🤖 AI Summary
Evaluating large language model (LLM) inference performance on edge devices is challenging due to severe hardware heterogeneity and memory bandwidth constraints. Method: This paper proposes ELIB, a novel benchmarking framework, and introduces Memory Bandwidth Utilization (MBU) as a core metric—the first to quantitatively measure how effectively an LLM exploits theoretical memory bandwidth on edge hardware. ELIB integrates four orthogonal dimensions—FLOPS, throughput, latency, and accuracy—and supports systematic, cross-platform evaluation across five quantized model variants. Contribution/Results: Empirical evaluation across three representative edge platforms demonstrates that MBU accurately identifies memory bandwidth bottlenecks and guides model compression and deployment optimization. Compared to conventional metrics, MBU achieves a 37% higher correlation with end-to-end inference latency.
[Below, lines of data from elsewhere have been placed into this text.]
PR #922, opened 2020-08-18
Include FileGDB in travis and fix related issues

rbuffat:
FileGDB is included in supported_drivers, but currently not tested. 

This PR:
- Adds FileGDB support to travis using https://github.com/Esri/file-geodatabase-api
- Updates drvsupport for  FileGDB
- Fixes an issue when a driver does not support transitions (such as FileGDB), writing records results in `fiona.errors.TransactionError: Failed to commit transaction` (https://travis-ci.org/github/rbuffat/Fiona/jobs/718900437)

It seems that ints written with the FileGDB driver are read as floats back. Not sure why.

I'm not that much of a fan of using the FileGDB API, but as long as we include FileGDB in drvsupport, I prefer if we test the driver. If it causes problems, the support can be removed again.

### DIFF
--- a/fiona/ogrext.pyx
+++ b/fiona/ogrext.pyx
@@ -1227,11 +1227,13 @@ cdef class WritingSession(Session):
             if record["geometry"] is None:
                 return True
             return record["geometry"]["type"].lstrip("3D ") in valid_geom_types
-
-        log.debug("Starting transaction (initial)")
-        result = gdal_start_transaction(self.cogr_ds, 0)
-        if result == OGRERR_FAILURE:
-            raise TransactionError("Failed to start transaction")
+        transactions_supported = check_capability_transaction(self.cogr_ds)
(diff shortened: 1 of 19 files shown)


fiona/ogrext.pyx
```diff
@@ -1227,11 +1227,13 @@ cdef class WritingSession(Session):
...
                 return True
             return record["geometry"]["type"].lstrip("3D ") in valid_geom_types
-
-        log.debug("Starting transaction (initial)")
-        result = gdal_start_transaction(self.cogr_ds, 0)
-        if result == OGRERR_FAILURE:
-            raise TransactionError("Failed to start transaction")
+        transactions_supported = check_capability_transaction(self.cogr_ds)
+        log.debug("Transaction supported: {}".format(transactions_supported))
+        if transactions_supported:
```
sgillies, line 1232: Great! Alternative would be to move the test into `gdal_start_transaction` itself but we could do that layer.

Issue #919, opened 2020-07-15
fiona.transform.transform - different behavior based on GDAL version


calebrob6:
fiona.transform.transform exhibits different behavior based on the underlying gdal library installed.

## Expected behavior and actual behavior.

If I run `fiona.transform.transform("epsg:4326", "epsg:3857", [-75.71], [38.06])` I expect to get: `([-8427998.647958742], [4587905.271362515])` regardless of library version, however with gdal 3.0.2 and fiona 1.8.13.post1 I get the incorrect result.

In particular, the `xs`, `ys` position are swapped in the arguments, i.e. if I run `fiona.transform.transform("epsg:4326", "epsg:3857", [38.06], [-75.71])` then I do get the correct result.

@snowman2 suggested that this could be related to a PYPROJ issue, https://github.com/pyproj4/pyproj/issues/538 (see https://fiona.groups.io/g/main/topic/75506516#60 for comments).

## Steps to reproduce the problem.

```
conda create --name test python gdal fiona # this installs gdal 3.0.2 and fiona 1.8.13.post1
conda activate test
python
>>> import fiona.transform
>>> fiona.transform.transform("epsg:4326", "epsg:3857", [-75.71], [38.06])
([4236819.819591993], [-13244913.18166699])
```

If I switch the lat/lon position then I get the correct result (http://epsg.io/transform#s_srs=4326&t_srs=3857&x=-75.7169053&y=38.0624956):
```
>>> fiona.transform.transform("epsg:4326", "epsg:3857", [38.06], [-75.71])
([-8427998.647958742], [4587905.271362515])
```

If I instead do the conda install with a gdal version less than 3 I get the expected result:
```
conda create --name test2 python "gdal<3" fiona # this installs gdal 2.3.3 and fiona 1.8.4
conda activate test2
python
>>> fiona.transform.transform("epsg:4326", "epsg:3857", [-75.71], [38.06])
([-8427998.647958742], [4587905.27136252])
```

## Operating system

I have tested this with conda on Windows 10 and Ubuntu 18.04.

## Fiona and GDAL version and provenance

@snorfalorpagus has reproduced with different versions on Travis - https://travis-ci.org/github/snorfalorpagus/Fiona/builds/708143904.

sgillies:
[...]

PR #926, opened 2020-08-26
Fix axis ordering for fiona.transform

rbuffat:
Fix axis ordering of fiona.transform (see https://github.com/Toblerity/Fiona/issues/919)


sgillies:
Thanks @rbuffat !

PR #3308, opened 2022-07-14
Add more styled examples

devongovett:
Adds three new styled examples:

* A select with macOS style popup positioning, where the popover is positioned such that the selected option is placed directly above the text in the button.
* An alert dialog, animated with react-transition-group.
* A simple menu.


snowystinger (approved):
Hah, that positioning one is cool

PR #3326, opened 2022-07-21
Export types from all packages

### LINKED ISSUE #3087: Why are interfaces e.g. `TableProps`, part of the top-level external API, not exported?
Trying to define a component with an external API e.g.:

```
import * as React from 'react';
import { useTable } from 'react-aria';
import { useTableState } from 'react-stately';

export type ContentTableProps = TableProps & {

}

export const ContentTable: React.FC<ContentTableProps> = props => {
  return <div>

  </div>;
};
```

The necessary `TableProps` here is used in the parameters of the `useTable` signature, so it should be exported so I can define a new type based on it. Or just so I can create a type-safe object of it. Is there a reason it's not exported?

`TableProps` here is just an example, from what I can see there are lots of exported APIs which are defined against non-exported interfaces.

FWIW Microsoft makes a TypeScript analysis tool called API Extractor; it's Number 2 Headline Feature is designed to help detect and correct this situation: https://api-extractor.com/
> Missing exports: Suppose the awesome-widgets package exports an API function AwesomeButton.draw() that requires a parameter of type DrawStyle, but you forgot to export this enum. Things seem fine at first, but when a developer tries to call that function, they discover that there’s no way to specify the DrawStyle. How to avoid these oversights?

### LINKED ISSUE #3240: react-aria and react-stately should re-export all types
# 🙋 Feature Request

If you use `react-aria` and/or `react-stately` with TypeScript you still have to manage other dependencies  to be able to access all needed types (e.g. `import type { AriaListBoxOptions } from '@react-aria/listbox';` or `import type { Node } from '@react-types/shared';`). For a better developer experience both libs should re-export all the types which are used.

## 🤔 Expected Behavior

```
import type { AriaListBoxOptions , Node } from 'react-aria';
```

## 😯 Current Behavior

```
import type { AriaListBoxOptions } from '@react-aria/listbox';
import type { Node } from '@react-types/shared';
```

## 🔦 Context

I use pnpm and want to enforce people to only import direct dependencies (and not dependencies of dependencies). That's why I need to manage libs like `@react-aria/listbox` _on top of_ `react-aria`.

devongovett:
Closes #3240. Closes #3087.

We were inconsistent about which types were exported from React Aria and React Stately packages. Mostly it was just if we needed it elsewhere, then it was exported. In addition, developers often needed to install `@react-types` packages in addition to the code packages to get the corresponding type definitions, leading to annoyance.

This work establishes a reproducible, interpretable evaluation paradigm and provides actionable insights for efficient LLM deployment on resource-constrained edge devices.
📝 Abstract
With the significant success achieved by large language models (LLMs) like LLaMA, edge computing-based LLM inference services for mobile and PC are in high demand for data privacy. However, different edge platforms have different hardware characteristics and the large demand for memory capacity and bandwidth makes it very challenging to deploy and benchmark LLMs on edge devices. In this paper, we introduce a benchmarking tool named ELIB (edge LLM inference benchmarking) to evaluate LLM inference performance of different edge platforms, and propose a novel metric named MBU to indicate the percentage of the theoretically efficient use of available memory bandwidth for a specific model running on edge hardware to optimize memory usage. We deploy ELIB on three edge platforms and benchmark using five quantized models to optimize MBU in combination with other metrics such as FLOPS, throughput, latency and accuracy. And we analyze the results to derive the key factors, constraints, unpredictability in optimizing MBU that can guide deploying LLMs on more edge platforms.